== Entries provided
PR #20345, opened 2023-04-18
fix(vite): avoid serving arbitrary file in vite-node middleware

antfu:
### 🔗 Linked issue

Code ported from Vite, await https://github.com/vitejs/vite/pull/12894 to refactor.

### ❓ Type of change

### 📝 Checklist

### DIFF
--- a/packages/vite/src/vite-node.ts
+++ b/packages/vite/src/vite-node.ts
@@ -143,7 +143,7 @@ function createViteNodeApp (ctx: ViteBuildContext, invalidates: Set<string> = ne
         throw createError({ statusCode: 400 })
       }
       if (isAbsolute(moduleId) && !isFileServingAllowed(moduleId, viteServer)) {
-        throw createError({ statusCode: 404 })
+        throw createError({ statusCode: 403 /* Restricted */ })
       }
       const module = await node.fetchModule(moduleId).catch((err) => {
         const errorData = {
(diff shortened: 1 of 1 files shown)


packages/vite/src/vite-node.ts
```diff
@@ -179,3 +183,63 @@ export async function initViteNodeServer (ctx: ViteBuildContext) {
...
+  if (server._fsDenyGlob(file)) { return false }
+
+  if (server.moduleGraph.safeModulesPath.has(file)) { return true }
+
+  if (server.config.server.fs.allow.some(dir => isParentDirectory(dir, file))) { return true }
+
+  return false
+}
+
+function isParentDirectory (dir: string, file: string): boolean {
```
pi0, line 237: Would be happy to see such utils going to `pathe/utils` would be much easier to share and also test...

packages/vite/src/vite-node.ts
```diff
@@ -179,3 +183,63 @@ export async function initViteNodeServer (ctx: ViteBuildContext) {
     `export { default } from ${JSON.stringify(pathToFileURL(manifestResolvedPath).href)}`
   )
 }
+
+/**
+ * The following code is ported from vite
+ * Awaits https://github.com/vitejs/vite/pull/12894
+ */
```
antfu, line 190: @pi0 I'd suggest we do nothing about the code below and wait for the Vite PR to be shipped (so we could remove them). Unless you are saying it could be a nice addition to pathe but not related to this PR.

pi0: Not specific for this PR of course. And only if finally vite can leverage from same util. Otherwise closest impl is best.

danielroe (approved):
====
Look through the entries above. Copy each line in which the string "https" occurs.

**Answer below:**
Code ported from Vite, await https://github.com/vitejs/vite/pull/12894 to refactor.
+ * Awaits https://github.com/vitejs/vite/pull/12894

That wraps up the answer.